The British colonialists legalized the Malayan People's Anti-Japanese Army but banned it in 1948 and declared a state of emergency in order to suppress it. Peace talks between the Malayan communist leaders and the chief ministers of Malaya and Singapore broke down as the latter officials demanded the dissolution of the Malayan Communist Party. The state of emergency was ended in 1960 after the authorities estimated that they had virtually crushed the people's army. But in fact this continued to fight from a relatively secure area along the Thailand-Malaya border area.

After being expelled from the Anti-Fascist People's Freedom League in 1946, the Burmese Communist Party launched an armed revolution in 1948. It operated mainly in Central Burma and the in the Arakan mountains and Irrawaddy delta.
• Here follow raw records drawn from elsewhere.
PR #548, opened 2019-05-14
JSON over REST

kc1212:
We introduce the possible to register REST handlers using the function `RegisterRESTHandler`. It (semi) automatically computes the URL for any given callback. See the function documentation for more details. This is the first implementation so we only support GET, POST and PUT. We do not support arbitrary registration but the API can be opened up to do so.

The encoding story is not so nice. The only way I found is to write your own `MarshalJSON` and `UnmarshalJSON` for the types that use interfaces, like `kyber.Point`. But if a nested type has a json marshaller interface, then the outer type will marshal/unmarshal just fine.

### DIFF
--- a/processor.go
+++ b/processor.go
@@ -1,7 +1,6 @@
 package onet
 
 import (
-	"encoding/base64"
 	"encoding/hex"
 	"encoding/json"
 	"errors"
@@ -11,6 +10,7 @@ import (
 	"path"
 	"reflect"
 	"regexp"
+	"strconv"
 	"strings"
 
 	"go.dedis.ch/onet/v3/log"
@@ -207,9 +207,8 @@ func (p *ServiceProcessor) RegisterRESTHandler(f interface{}, namespace, method 
 		return err
 	}
 	var k kindGET
-	var fieldNameGET string
 	if method == "GET" {
-		k, fieldNameGET, err = prepareHandlerGET(f)
+		k, _, err = prepareHandlerGET(f)
 		if err != nil {
 			return err
 		}
@@ -223,6 +222,7 @@ func (p *ServiceProcessor) RegisterRESTHandler(f interface{}, namespace, method 
 	if err != nil {
 		return err
 	}
+	val0 := reflect.New(sh.msgType)
 
 	h := func(w http.ResponseWriter, r *http.Request) {
 		if r.Method != method {
@@ -241,7 +241,12 @@ func (p *ServiceProcessor) RegisterRESTHandler(f interface{}, namespace, method 
 					return
 				}
 				_, num := path.Split(r.URL.EscapedPath())
-				msgBuf = []byte(fmt.Sprintf("{\"%s\": %s}", fieldNameGET, num))
+				numI64, err := strconv.Atoi(num)
+				if err != nil {
+					http.Error(w, "not a number", http.StatusBadRequest)
+					return
+				}
+				val0.Elem().Field(0).SetInt(int64(numI64))
 			case sliceGET:
 				if ok := sliceRegex.MatchString(r.URL.EscapedPath()); !ok {
 					http.Error(w, "invalid path", http.StatusNotFound)
@@ -253,8 +258,7 @@ func (p *ServiceProcessor) RegisterRESTHandler(f interface{}, namespace, method 
 					http.Error(w, err.Error(), http.StatusBadRequest)
 					return
 				}
-				encoded := base64.StdEncoding.EncodeToString(byteBuf)
-				msgBuf = []byte(fmt.Sprintf("{\"%s\": \"%s\"}", fieldNameGET, encoded))
+				val0.Elem().Field(0).SetBytes(byteBuf)
 			default:
 				http.Error(w, "invalid GET", http.StatusBadRequest)
 				return
@@ -270,17 +274,16 @@ func (p *ServiceProcessor) RegisterRESTHandler(f interface{}, namespace, method 
 				http.Error(w, err.Error(), http.StatusBadRequest)
 				return
 			}
+			if err := json.Unmarshal(msgBuf, val0.Interface()); err != nil {
+				http.Error(w, err.Error(), http.StatusBadRequest)
+				return
+			}
 		default:
 			http.Error(w, "unsupported method: "+r.Method, http.StatusMethodNotAllowed)
 			return
 		}
 
-		msg := reflect.New(sh.msgType).Interface()
-		if err := json.Unmarshal(msgBuf, msg); err != nil {
-			http.Error(w, err.Error(), http.StatusBadRequest)
-			return
-		}
-		out, tun, err := callInterfaceFunc(f, msg, false)
+		out, tun, err := callInterfaceFunc(f, val0.Interface(), false)
 		if err != nil {
 			http.Error(w, err.Error(), http.StatusBadRequest)
 			return
--- a/processor.go
+++ b/processor.go
@@ -186,6 +186,8 @@ func prepareHandlerGET(f interface{}) (kindGET, string, error) {
 // The min/maxVersion argument represents the range of versions where the API
 // is present. If breaking changes must be made then they must use a new
 // version.
+//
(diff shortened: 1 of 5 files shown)


ineiti:
Some questions:
1. why doesn't the handler receive the request _and_ the type of request, instead of having to sign up for each request-type (GET, POST, PUT) separately?
2. why does `GET` not support `string` as input type?
3. what is possible with `json.Marshal`? Can it do `kyber.Point`, `kyber.Scalar`?
4. is it possible to replace some of the `interface{}` with proper golang-`type ... interface`?
5. is it advisable to use the protobuf-encoding to get the correct point/scalar types automatically?

kc1212:
> Some questions:
> 
>     1. why doesn't the handler receive the request _and_ the type of request, instead of having to sign up for each request-type (GET, POST, PUT) separately?
Might be possible, investigating.
> 
>     2. why does `GET` not support `string` as input type?
It's not implemented yet, but we can support it.
> 
>     3. what is possible with `json.Marshal`? Can it do `kyber.Point`, `kyber.Scalar`?
Neither `json.Marshal` and `json.Unmarshal` for interface types. You have to implement `MarshalJSON` and `UnmarshalJSON` for types that have an interface. See my PR comment and https://github.com/dedis/onet/pull/548/files#diff-683311cd2b0dbb13fea5c09795ed9d36R386 for an example. While typing this paragraph, I remembered we have this `MarshalID` thing in kyber. I will investigate and see if we can automate the JSON marshalling a bit more.  
> 
>     4. is it possible to replace some of the `interface{}` with proper golang-`type ... interface`?
I'm sticking to `interface{}` because that's how the old `RegisterHandler` works. It should be possible to use `RegisterHandler` and `RegisterRESTHandler` on the same function.
> 
>     5. is it advisable to use the protobuf-encoding to get the correct point/scalar types automatically?
I'm not sure what you mean with protobuf-encoding. Point/Scalar should be encoded using JSON, if we treat Point/Scalar as bytes, then they'll be sent around as base64 encoded strings.

ineiti:
> > 5. is it advisable to use the protobuf-encoding to get the correct point/scalar types automatically?
> I'm not sure what you mean with protobuf-encoding. Point/Scalar should be encoded using JSON, if we treat Point/Scalar as bytes, then they'll be sent around as base64 encoded strings.

In fact you answered it in 3. - using the `MarshalID`...

kc1212:
>     3. what is possible with `json.Marshal`? Can it do `kyber.Point`, `kyber.Scalar`?
Here is what I figured out: we need a custom `json.Unmarshal` to correctly figure out which implementation of `kyber.Point` to use even when the type of the point is encoded in the JSON. That's because `json.Unmarshal` takes something that has a `json.Unmarshaler` interface. You have to give `json.Unmarshal` a concrete type so that it can call `UnmarshalJSON`. This means you need to know the concrete type _before_ starting to unmarshal.

Without implementing a custom json marshaller, the easiest way is to just implement `json.Marshaler` and `json.Unmarshaler` manually. The example I provided above is quite straight forward. Basically you create another type that's exactly the same type that you want to marshal, but substitute all the `kyber.Point` and `kyber.Scalar` to `[]byte`, use `json.Unmarshal` normally on the new type, then copy all the fields back to the original type and fix the `kyber.Point` or `kyber.Scalar`.

kc1212:
>     2. why does `GET` not support `string` as input type?
Actually, doing `string` is a bit tricky due to escape characters. If the resource is usually `/x/y/thestring` and you want to read `thestring`, then u need to worry cases like `/x/y/the/string` and `/x/y/the\/string` basically we need a way to look for escape characters. I was actually using the gorilla multiplexer/router thing and it supported things like `/x/y/{s}`, then you just read the variable "s" to get your string back. But the gorilla multiplexer broke websocket upgrades so I went back to `http.ServeMux` which doesn't have that feature. To implement escape character parsing we need a lot more code (the golang `path` module doesn't do it, and I didn't see any standard libraries that do it). It'll be something like this: https://rosettacode.org/wiki/Tokenize_a_string_with_escaping

We usually get skipchain IDs or instance IDs or LTS IDs, which are all byte slices. So I'll add the string option when we have the need for it.

processor.go
```diff
@@ -143,7 +130,214 @@ func (p *ServiceProcessor) RegisterStreamingHandler(f interface{}) error {
...
+		}
+		var msgBuf []byte
+		switch r.Method {
+		case "GET":
+			if k == emptyGET {
+				msgBuf = []byte("{}")
+			} else if k == intGET {
+				ok, err := regexp.MatchString(fmt.Sprintf(`^/v\d/%s/%s/\d+$`, namespace, resource), r.URL.EscapedPath())
+				if err != nil {
+					http.Error(w, err.Error(), http.StatusInternalServerError)
```
nkcr: 5 levels of indentation is quite a lot, would it be worth moving some part to a function?

kc1212: the high level of indentation is indeed not i deal, so I tried to refactor a bit. but I think moving the code around, either the code inside `case "GET"`, or the handler code, to another function is a bit messy because i have to pass a few arguments around. OTOH, to make the code a bit nicer, i've made the code width shorter in the latest commit.

processor.go
```diff
@@ -143,7 +130,217 @@ func (p *ServiceProcessor) RegisterStreamingHandler(f interface{}) error {
...
+					return
+				}
+				_, hexStr := path.Split(r.URL.EscapedPath())
+				byteBuf, err := hex.DecodeString(hexStr)
+				if err != nil {
+					http.Error(w, err.Error(), http.StatusBadRequest)
+					return
+				}
+				encoded := base64.StdEncoding.EncodeToString(byteBuf)
+				msgBuf = []byte(fmt.Sprintf("{\"%s\": \"%s\"}", fieldNameGET, encoded))
```
jeffallen: I gotta say, I'm really suspicious of this "parse out the GET argument and then reformat it into JSON" technique. It seems to obscure what's really happening here which is "move the data from the GET URL to the request struct". There's already two cases, one for int and one for hex string. So in those two cases do the case-specific reflect garbage, so that once you leave the switch on method, you're ready to call callInterfaceFunc on msg directly (json.Unmarshal would only be called in POST and PUT.

processor_test.go
```diff
@@ -271,6 +286,22 @@ func newTestService(c *Context) (Service, error) {
 	if err := ts.RegisterHandler(ts.ProcessMsg); err != nil {
 		panic(err.Error())
 	}
+
+	if err := ts.RegisterRESTHandler(procRestMsgGET1, testServiceName, "GET", 3, 3); err != nil {
```
jeffallen: Those 3,3 out there on the end kind of bother me. I wonder if it would be more beautiful to have the default RegisterRESTHandler by varargs and default to 3,3 (hardcoded for now; to be changed in v4). Callers that care about versioning can opt-in by adding the min,max to the end). Dunno, this is not really important, now that I think about it.

processor_test.go
```diff
@@ -282,3 +313,307 @@ func (ts *testService) ProcessMsg(msg *testMsg) (network.Message, error) {
...
+
+type edPoint struct {
+	P kyber.Point
+}
+
+type edPointWrapper struct {
+	P []byte
+}
+
+func (p edPoint) MarshalJSON() ([]byte, error) {
```
jeffallen: So this is all very interesting, but I'm surprised to find it in *_test.go. Are you expecting to move it into Kyber later?

kc1212: `MarshalJSON` could be in kyber but having `UnmarshalJSON` in kyber is useless. suppose you want to unmarshal something, you cannot write `json.Unmarshal(buf, point)` where `point` is a `kyber.Point` because the unmarshaler doesn't know which implementation to use.

processor_test.go
kc1212: another way could be that the user can pass in a config object, 
```go
type ConfigREST struct {
    MaxVersion int
    MinVersion int
    // others if we need it, like xml support
}
```
if it's nil then we use some default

It engaged in alliances with the minority nationalities that were also waging armed struggle against the Burmese reactionary government. It engaged in peace negotiations withn this government in 1958 but these did not stop the people's war.

The people's armies led by communist parties in Southeast Asia stood their ground against the attempts of the old Western colonial powers to reconquer and reimpose their rule on their former colonies. The people's armies were also resolutely and vigorously against the attempts of the US to expand its hegemony. The resounding victories of China against the US-Guomindang tandem inspired the communist parties of Southeast Asia to engage in people's war. The US became more aggressive in carrying out the Cold War in Asia from 1948 onwards as well as in unleashing the wars of aggression against Korea in 1951-53 and in the next decade in Vietnam.